Ainsi, Monsieur le président, la question soulevée par cette proposition de loi doit nécessairement déboucher sur une réflexion sérieuse sur le fonctionnement de nos sociétés post-esclavagistes.

Le 23 mai et la mémoire des victimes de l’esclavage

La République est encore loin d’en comprendre pleinement les dysfonctionnements et les blessures. Elle n’en mesure qu’imparfaitement l’étendue. Certes, elle s’apprête à voter ce texte, et je pense que c’est une bonne chose. Après des années de combats menés par nos compatriotes antillais vivant dans l’Hexagone, elle a accepté la construction d’un mémorial dédié aux victimes de l’esclavage. Mais jamais, en dix ans, le président de la République n’a accepté de célébrer officiellement la mémoire des victimes de l’esclavage, dont la date commémorative fixée par la loi Égalité réelle du 28 février 2017 est le 23 mai.

Ce sont ces demi-mesures, ces paradoxes, cette manière de ne voir que l’écume de la vague qui nourrissent le doute, la méfiance et, souvent, un ressentiment tenace.

Le véritable combat

En résumé, je pense qu’il est juste de voter ce texte. Mais si nous nous contentons de cela, alors il n’aura servi qu’à moitié. Car, Monsieur le rapporteur, je le répète : les conséquences du Code noir sont encore en nous. C’est un mal qui continue de nous ronger. Et seul un combat que nous sommes les seuls à pouvoir mener permettra de l’extraire durablement de notre logiciel collectif.

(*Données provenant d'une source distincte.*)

PR #202, opened 2020-12-15
Component enumerator

### LINKED ISSUE #170: Component level mechanisms
Currently we have `Species` which can be involved in `Mechanisms`. However, wouldn't it be nice to have `ComponentMechanisms` which can convert `Components` into other `Components`? 

Some examples include:

- Transcription/ Translation that makes RNA_constructs out of DNA_constructs
- Integrases that convert attB sites into attL sites
- DNA_constructs that can be cleaved into two DNA_constructs of different composition (possibly by integrases? splicing, etc)
- epigenetics?

Compilation is something like this:

1. `Component` definitions (including `DNA_construct`)
2. Run `ComponentMechanisms` on the `Components` in the `Mixture` (generates special `Reactions` and new `Components`)
   a. `ComponentMechanisms` are contained inside certain `Component`s
3. get generated `Component`s and original `Component`s and feed them into the `Mixture`
4. normal `update_species`/`update_reactions` generation

dr3y:
This PR substantially reworks DNA_construct and generalizes the idea of Component Enumeration.

## New Classes:
* `ComponentEnumerator` which is Subclassed into `LocalComponentEnumerator` and `GlobalComponentEnumerator`
* `ConstructExplorer(LocalComponentEnumerator)` is subclassed into `TxExplorer` and `TlExplorer`. `ConstructExplorer` is an abstract class which iterates over a `Construct` (an assembly of DNAparts) and calls a number of abstract functions which are fleshed out in `TxExplorer` and `TlExplorer.`
* `TxExplroer` looks at a list of DNA_parts in a DNA_construct and figures out what will be transcribed in order to produce RNA_constructs
* `TlExplorer` looks at a list of DNA_parts in an RNA_construct and figures out what will be translated in order to produce different protein products.

## New Compilation Scheme:
* `Mixture` now calls `enumerate_components()` which in turn calls `Component.enumerate_components()` one every `Component`. This allows Components to generate additional Components using Component Enumerators. Later, GlobalComponentEnumeration which looks at interactions between components can be easily inserted into this framework to model things like Integrases.

## `DNA_construct` and `RNA_construct`
* Two example Components with Enumeration are `DNA_construct` and `RNA_construct`, which by default include a `TxExplorer` and `TlExplorer,` respectively.
* When `.enumerate_components()` is called on these classes, the Tx/Tl Explorer class figures out transcription and translation based upon the list of DNA_parts in each Construct. The construct also has a method, `combinatorial_enumeration()`, which generates combinatorial binding states so things like multiple promoters and complex binding interactions can be modeled.

## Test Cases:
* unit tests for `DNA_construct` and `RNA_construct` were created. These also test `TxExplorer` and `TlExplorer` explicitly.
* Combinatorial tests for `DNA_construct` and `RNA_construct` were created. These ensure that these Components Compile in a variety of Mixtures using a variety of DNA parts and produce "reasonable" CRNs.

closes #170


biocrnpyler/dna_construct.py
```diff
@@ -468,17 +715,13 @@ def changed(self):
         self.reset_stored_data()
         self.name = self.make_name()
     def update_reactions(self,norna=False):
-        
+        return []
```
zoltuz, line 718: nothing gets executed after this line. Is this a bug?

biocrnpyler/dna_construct.py
```diff
@@ -505,15 +751,16 @@ def __init__(self,
                 attributes=None,
                 initial_conc=None,
                 copy_parts=True,
+                component_enumerators = (TxExplorer(),),
```
zoltuz, line 754: I'm a bit confused by this. Tuples are immutable, so no new elements can **not** be added to the tuple. Is there a reason for such a construct? 
```python
component_enumerators = [TxExplorer()]
```
Consider using a  list instead

biocrnpyler/dna_construct.py
```diff
@@ -528,199 +775,20 @@ def __init__(self,
...
-        return self.made_proteins
-    def get_rnas(self):
-        """return all RNAs made during the latest exploration"""
-        return self.all_rnas
-
-
 class RNA_construct(Construct,RNA):
-    def __init__(self,parts_list,name=None,made_by="unknown",**keywords):
+    def __init__(self,parts_list,name=None,made_by="unknown",\
+                component_enumerators = (TlExplorer(),),\
```
zoltuz, line 784: same as above

biocrnpyler/dna_part_rbs.py
```diff
@@ -51,28 +51,35 @@ def update_reactions(self):
...
                 out_component.transcript = dna[mypos]
             else:
                 out_component.transcript = dna
-            #my_rna.get_species()
+        elif(proteins is None):
+            return None
+        else:
+            my_rna = None
+            if(len(proteins)==1):
+                my_rna = list(proteins.keys())[0]
```
zoltuz, line 65:
```python
my_rna  = list(proteins)[0]
```
does the job

biocrnpyler/dna_part_rbs.py
```diff
@@ -51,28 +51,35 @@ def update_reactions(self):
...
+            else:
+                #if this happens, it means we are being called from DNA
+                if(self.parent.get_species().material_type is not "dna"):
```
zoltuz, line 68: what happens when  `self.parent.get_species()` returns a list?

biocrnpyler/dna_part_rbs.py
```diff
@@ -51,28 +51,35 @@ def update_reactions(self):
...
+                    raise ValueError("something went wrong")
```
zoltuz, line 69: Give a bit more context to this error message. It's rather cryptic

biocrnpyler/dna_part_rbs.py
```diff
@@ -51,28 +51,35 @@ def update_reactions(self):
...
+                protein_species = []
+                for CDS in my_proteins:
+                    protein_species += CDS.update_species()
+
+                out_component.protein = protein_species
+                if(mypos is not None):
+                    out_component.transcript = dna[mypos]
+                else:
+                    out_component.transcript = dna
+                #my_rna.get_species()
```
zoltuz, line 84: remove if not needed

zoltuz (changes requested):
Please have a look at these comments/suggetions

biocrnpyler/dna_construct.py
dr3y: if i do it that way then your check for mutable default arguments goes off and the code fails. I could also make it none and set it in the body of init (if none) but this makes it more obvious what the default value is

dr3y: I did this because we are not allowed to use mutable lists in the default arguments. if you want to add elements you would pass in a list with more elements

biocrnpyler/component_enumerator.py
```diff
@@ -0,0 +1,38 @@
...
+        warn(f"Default update_components called for ComponentEnumerator = {self.name}.")
+        return []
+    def __repr__(self):
+        return self.name
+class LocalComponentEnumerator(ComponentEnumerator):
+    """a component enumerator's job is to create new components in a process similar to mechanisms.
+    A local component enumerator only cares about the single component that is passed in"""
+    def __init__(self,name:str):
+        ComponentEnumerator.__init__(self,name=name)
+class GlobalComponentEnumerator(ComponentEnumerator):
```
WilliamIX, line 27: If Local and Global Component enumerators end up being the same thing, we can just have one class ComponentEnumerator, then, right?

biocrnpyler/component_enumerator.py
```diff
@@ -0,0 +1,38 @@
...
+    def __init__(self,name:str):
+        """a component enumerator's job is to create new components in a process similar to mechanisms.
+    A global component enumerator takes in every component that is in the mixture. This is for complex enumeration that
+    cares about other components"""
+        ComponentEnumerator.__init__(self,name=name)
+    def enumerate_components(self,component=None,other_components=None):
```
WilliamIX, line 33: This is an interesting perspective. A component Enumerator belongs to a Component, so I see why it might make sense to have the component that "owns" the enumerator passed separately from the other components. Is there a use-case where we need it to work this way, as opposed to just passing in a list of components?

biocrnpyler/dna_construct.py
```diff
@@ -20,13 +20,284 @@
...
+        self.made_rnas = {}
+        self.all_rnas = {}
+        self.made_proteins = {}
+        self.current_rbs = None
+        self.possible_rxns = possible_rxns
+        self.direction=direction
+        self.second_looping = False
+        self.possible_directions = possible_directions
+    def enumerate_components(self,component):
+        #TODO the component we are given better be a dna_construct or something that can be txtled
```
WilliamIX, line 52: Great point. I think it is fair to enforce that this only works on DNAconstructs!

biocrnpyler/dna_construct.py
```diff
@@ -20,13 +20,284 @@
...
+        """return all RNAs made during the latest exploration"""
+        return self.all_rnas
+
+class TxExplorer(TxTlExplorer_CE):
+    def __init__(self,name="TxExplorer",possible_rxns=("transcription",),\
+                        direction="forward",possible_directions=("forward","reverse"),debug=False):
+        TxTlExplorer_CE.__init__(self,name=name,possible_rxns=possible_rxns,\
+                        direction=direction,possible_directions=possible_directions,return_proteins=False)
+
+class TlExplorer(TxTlExplorer_CE):
```
WilliamIX, line 295: I'm a little confused what is going on here - what is TxTlExplorer_CE versus TxExplorer vs TlExplorer?

biocrnpyler/dna_construct.py
WilliamIX: I would put this in the constructor of DNA_Assembly if None.

biocrnpyler/mixture.py
```diff
@@ -411,12 +414,32 @@ def compile_crn(self) -> ChemicalReactionNetwork:
...
+                comps_to_enumerate = outstanding_components
+                outstanding_components = []
+        if(len(outstanding_components) > 0):
+            warn("Mixture was left with unenumerated components "+str(', '.join(outstanding_components)))
+
         #Append Species from each Component
-        for component in self.components:
-            self.add_species_to_crn(component.update_species(), component)
+        for component in new_comp:
+            self.add_species_to_crn(remove_bindloc(component.update_species()), component)
```
WilliamIX, line 439: Could this be placed in CRN.add_species maybe?

biocrnpyler/mixture.py
```diff
@@ -411,12 +414,32 @@ def compile_crn(self) -> ChemicalReactionNetwork:
         #add the extra species to the CRN
         self.add_species_to_crn(self.added_species, component = None)
 
+        #local component enumeration
+        new_comp = []
+        comp_i = 0
```
WilliamIX, line 419: is comp_i used?

biocrnpyler/mixture.py
```diff
@@ -411,12 +414,32 @@ def compile_crn(self) -> ChemicalReactionNetwork:
...
+                new_comp += endpt_components
+                outstanding_components += unenumerated_components
+            if(len(outstanding_components) == 0):
+                #this happens if we are done early
+                break
+            else:
+                comps_to_enumerate = outstanding_components
+                outstanding_components = []
+        if(len(outstanding_components) > 0):
+            warn("Mixture was left with unenumerated components "+str(', '.join(outstanding_components)))
```
WilliamIX, line 435: Maybe we can make a helper function in mixture, like Mixture.enumerate_components() which does all this logic so the compile loop is cleaner?

biocrnpyler/dna_construct.py
zoltuz: The usual way to do this is something like this:
```python
def some_function(some_other_argument,component_enumerators=None):
   if component_enumerators is None:
      component_enumerators=(TxExplorer(),),)
```
You cannot enforce the structure or content of a list as the default argument of a function. But you can hint at it with type hints. For example:
```python
def some_function(some_arguemnt,component_enumerators: List[TxTlExplorer_CE]=None):
```
This serves as a type hint for the users, what kind of list is needed as an input to the function.

biocrnpyler/component.py
```diff
@@ -285,7 +285,14 @@ def update_reactions(self) -> List[Species]:
...
         return reactions
-
+    def update_components(self) -> (List,List):
+        """this is for component enumeration. Usually you will return a list of components that are
+        copies of existing ones (first list) and new components (second list). For example,
+        A DNA_construct makes a list of copies of its parts as the first output, and a list of RNA_constructs
+        as the second output.
+        An RNA_construct will make a list of copies of its parts as the first output, and a list of Protein
+        components as its second output (if it makes any proteins)"""
+        return [self], []
```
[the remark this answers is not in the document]
dr3y: it has to return self or else it won't work. Currently ALL components must return something from update_components or else they aren't placed in the list which the mixture evaluates

biocrnpyler/construct_explorer.py
```diff
@@ -0,0 +1,261 @@
...
+    def terminate_loop(self):
+        for rbs in self.current_proteins:
+            self.all_proteins[rbs] = self.current_proteins[rbs]
+        self.current_proteins = {} #reset who is translating
+
+    def return_components(self,component):
+        returnable_proteins = []
+        for rbs in self.all_proteins:
+            proteins = [a[0] for a in self.all_proteins[rbs]]
+            #print("protein directions")
```
zoltuz, line 254: please remove unused lines

biocrnpyler/dna_construct.py
```diff
@@ -37,19 +34,28 @@ def __init__(self,
...
+                component_enumerators = None,
                 **keywords):
         """this represents a bunch of parts in a row.
         A parts list has [[part,direction],[part,direction],...]
         Each part must be an OrderedMonomer"""
-        #TODO get_part, dna_part search engine like get_component from mixture
+        if(component_enumerators is None):
+            component_enumerators = []
+        self.component_enumerators = component_enumerators
+        '''
```
zoltuz, line 45: please remove unused code

biocrnpyler/dna_construct.py
```diff
@@ -37,19 +34,28 @@ def __init__(self,
                 attributes=None,
                 initial_conc=None, 
                 copy_parts=True,
```
zoltuz, line 36: copy parts is an unused argument

biocrnpyler/dna_construct.py
```diff
@@ -468,32 +432,9 @@ def changed(self):
...
-            #doing update_reactions, in case any of these parts have memory
-            reactions+= part.update_reactions()
-        for rna in proteins:
-            if(not rna == self):
-                #this part makes sure we don't do an infinite loop if we are in fact an RNA_construct
-                reactions += rna.update_reactions()
-        return reactions
+
 
 class DNA_construct(Construct,DNA):
```
zoltuz, line 439: DNA construct subclasses DNA but never initializes it. Same goes for RNA construct with RNA

biocrnpyler/dna_construct.py
```diff
@@ -528,199 +473,25 @@ def __init__(self,
...
-        rnadict = {self.my_promoter:self}
-        return rnadict, proteins
+        self.promoter = promoter
+        if component_enumerators is None:
+            from .construct_explorer import TlExplorer
+            component_enumerators = [TlExplorer()]
+
+        Construct.__init__(self=self,parts_list=parts_list,circular=False,name=name,\
+                                component_enumerators = component_enumerators,**keywords)
     #def get_species(self):
```
zoltuz, line 495: please remove unused code

biocrnpyler/utils.py
```diff
@@ -24,18 +24,23 @@ def rev_dir(dir):
...
+        """go through every species on a list and remove any "bindloc" attributes. This is used
+        to convert monomers with a parent polymer into the correct species after combinatorial binding
+        in things like DNAassembly and RNAassembly."""
+        
         out_sp_list = []
         for specie in spec_list:
-            #go through the species and remove the "bindloc" attribute
-            #I don't care about the binding now that I am done generating species
+            #waited species case used in reactions
             if(type(specie)==WeightedSpecies):
```
zoltuz, line 34: please use `isinstance()` instead

biocrnpyler/dna_part_rbs.py
```diff
@@ -49,30 +49,19 @@ def update_reactions(self):
         if self.protein is not None:
             reactions += mech_tl.update_reactions(transcript = self.transcript, protein = self.protein, component = self, part_id = self.name)
         return reactions
-    def update_component(self,dna=None,rnas=None,proteins=None,mypos=None):
+    def update_component(self,internal_species=None,**keywords):
```
zoltuz, line 52: **keywords argument is unused, please remove it

biocrnpyler/dna_part_promoter.py
```diff
@@ -78,24 +82,18 @@ def update_reactions(self):
                         component = self, part_id = self.name, complex = None,
                         transcript = self.transcript, protein = self.get_protein_for_expression())
         return reactions
-    def update_component(self,dna,rnas,proteins,mypos = None):
+
+    def update_component(self,internal_species=None,**keywords):
         """returns a copy of this component, except with the proper fields updated"""
-        if(dna.material_type == "rna"):
-            #Promoters only work with DNA
+        from .dna_construct import DNA_construct, RNA_construct
```
zoltuz, line 88: please move the package import to the top of the file!

biocrnpyler/dna_part_rbs.py
```diff
@@ -49,30 +49,19 @@ def update_reactions(self):
...
-        if(proteins is None):
-            raise ValueError("cannot update rbs {} when proteins is None".format(self))
-        my_rna = None
-        if(len(proteins)==1):
-            my_rna = list(proteins.keys())[0]
-        else:
-            #if this happens, it means we are being called from DNA
-            if(self.parent.get_species().material_type is not "dna"):
-                raise ValueError("something went wrong")
+        from .dna_construct import RNA_construct,DNA_construct
```
zoltuz, line 54: please move the package import to the top of the file!

biocrnpyler/dna_part.py
```diff
@@ -56,13 +59,15 @@ def __init__(self,name,mechanisms=None,parameters=None,**keywords):
...
         return Species(self.name, material_type="dna")
+
     def __repr__(self):
         myname = self.name
         if(self.position is not None):
             myname+="_"+str(self.position)
         if(self.direction =="reverse"):
             myname += "_r"
         return myname
+    '''
```
zoltuz, line 70: please remove unused code

zoltuz (changes requested):
It's getting into shape now. However, there are some unused bits of code here and there, please remove them. Also, there are lots of unused package imports at the top of the files. Please remove the ones that are not in use anymore. 
Other comments below:

biocrnpyler/construct_explorer.py
```diff
@@ -0,0 +1,261 @@
...
+from .component_enumerator import ComponentEnumerator,LocalComponentEnumerator, GlobalComponentEnumerator
+from .species import (ComplexSpecies, OrderedMonomer, OrderedPolymer,
+                      OrderedPolymerSpecies)
+from .utils import all_comb, remove_bindloc, rev_dir
+import logging
+
+
+class ConstructExplorer(LocalComponentEnumerator):
+    def __init__(self, name, direction="forward",possible_directions=("forward","reverse")):
+        ComponentEnumerator.__init__(self=self,name=name)
```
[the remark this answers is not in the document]
WilliamIX: Should be LocalComponentEnumerator!

biocrnpyler/dna_part_rbs.py
WilliamIX: We believe this will be needed when we implement global component enumerations.

biocrnpyler/dna_part_promoter.py
WilliamIX: @zoltuz This is necessary to avoid circular import loops. (DNA_construct.py depends on dna_part_promoter.py and visa-versa). If you know a better way to solve this, let us know!

biocrnpyler/dna_part.py
WilliamIX: repr is useful for debugging and used in some example notebooks I think?

dr3y (commented):
I enacted some changes, left others (for example, importing inside functions to avoid circular dependency

biocrnpyler/component_enumerator.py
```diff
@@ -0,0 +1,41 @@
...
+    def __init__(self,name:str):
+        ComponentEnumerator.__init__(self,name=name)
+
+class GlobalComponentEnumerator(ComponentEnumerator):
+    def __init__(self,name:str):
+        """a component enumerator's job is to create new components in a process similar to mechanisms.
+    A global component enumerator takes in every component that is in the mixture. This is for complex enumeration that
+    cares about other components"""
+        ComponentEnumerator.__init__(self,name=name)
+    def enumerate_components(self,components = None, **keywords):
```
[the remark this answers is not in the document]
dr3y: but the argument is now called components instead of component

biocrnpyler/construct_explorer.py
```diff
@@ -0,0 +1,261 @@
...
+class TxExplorer(ConstructExplorer):
+    def __init__(self, name = "TxExplorer", direction="forward",possible_directions=("forward","reverse")):
+        ConstructExplorer.__init__(self, name, direction=direction,possible_directions=possible_directions)
+
+
+    def reset_enumerator(self):
+        self.all_rnas = {} #must clear this before filling it up again
+
+    def initialize_loop(self, direction):
+        self.current_rnas = {} #Stores RNA's being examined in loop promoter --> [(DNA_part, direction) list]
```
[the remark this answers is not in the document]
dr3y: is there a nicer way to do it than in a comment?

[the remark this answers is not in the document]
zoltuz: you can initialize an empty dictionary with structure:
```python
self.current_rnas = {'promoter': None, 'part': None}
```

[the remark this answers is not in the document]
WilliamIX: this dictionary uses the representation of the promoter, repr(prom) --> (prom, direction), not the word "promoter".

WilliamIX (approved):

Tests/test_DNAconstruct.py
```diff
@@ -2,207 +2,85 @@
...
+    x = DNA_construct([P,T],mechanisms = mechs,parameters=parameters)
+    y = x.enumerate_components()
+    assert(y[0] == x[0]) #correct promoter is returned
+    assert(x[0].transcript == y[1].get_species()) #promoter in the DNA_construct has the correct transcript species
+    assert(y[1].promoter == x[0]) #rna is linked back to the DNA_construct's promoter
+    assert(y[1].promoter == y[0]) #correct promoter is returned by enumerate_constructs
+
+    #"incoherent" transcription
+    x = DNA_construct([[P,"reverse"],T],mechanisms = mechs,parameters=parameters)
+    y = x.enumerate_components()
```
ayush9pandey, line 46: Can we have helpful comments in enumerate_components about what it returns? I think it is defined at multiple places but it wasn't really clear to me what this will return in different cases.

ayush9pandey: (also because this function is the one that I see has been used so many times in tests)

Tests/test_DNAconstruct.py
```diff
@@ -2,207 +2,85 @@
...
+    assert(y[1].promoter == y[0]) #correct promoter is returned by enumerate_constructs
+
+    x = DNA_construct([[P,"reverse"],[T,"reverse"],],mechanisms = mechs,parameters=parameters,circular=True)
+    y = x.enumerate_components()
+
+    z = DNA_construct([T,P],mechanisms = mechs,parameters=parameters,circular=True)
+    e = z.enumerate_components()
+    assert(y[1]==e[1]) #different DNA constructs lead to the same RNA construct
+    assert(y[0]==x[0]) #correct promoter is working
+    assert(e[0]==z[1]) #correct promoter is working
```
ayush9pandey, line 86: Please add a blank line at the end of the file (for every file).

Tests/test_RNAconstruct.py
```diff
@@ -0,0 +1,61 @@
...
+    #minimal RNA transcription
+    x = RNA_construct([[R,"reverse"],C],mechanisms = mechs,parameters=parameters)
+    y = x.enumerate_components()
+    assert(y==[])
+
+    #minimal RNA transcription
+    x = RNA_construct([R,[C,"reverse"]],mechanisms = mechs,parameters=parameters)
+    y = x.enumerate_components()
+    assert(y==[x[0]])
+    assert(y[0].transcript.parent==x.get_species())
```
ayush9pandey, line 61: All these tests make sense to me and are kinda a good way to introduce someone new to these features in BioCRNpyler.

Tests/test_DNAconstruct.py
dr3y: why? (i'll do it, just curious)

ayush9pandey: [Nothing serious.](https://stackoverflow.com/questions/56728554/got-a-warning-saying-pep-8no-newline-at-end-of-file-is-this-affecting-my-cod) It's a [PEP8 guideline ](https://www.python.org/dev/peps/pep-0008/) because of how some files are read by different programs. Also, Github points this out in the PR when you go to the "Files Changed" tab.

Une réflexion illustrée par Léonora Miano

Cette démarche est parfaitement illustrée par les mots de la grande romancière camerounaise, Léonora Miano, dans Crépuscule du tourment (2016) :

« Je ne parle pas d’or, d’argent, de pétrole. Je parle du sens et de la valeur donnés à sa propre existence. Je parle de luttes sans concession avec soi-même. »

Voilà, Monsieur le rapporteur, ce qu’est le véritable combat pour extraire réellement le Code noir de nos sociétés.

Forts de trente années d’expérience, nous avons des propositions concrètes à formuler à la représentation nationale ».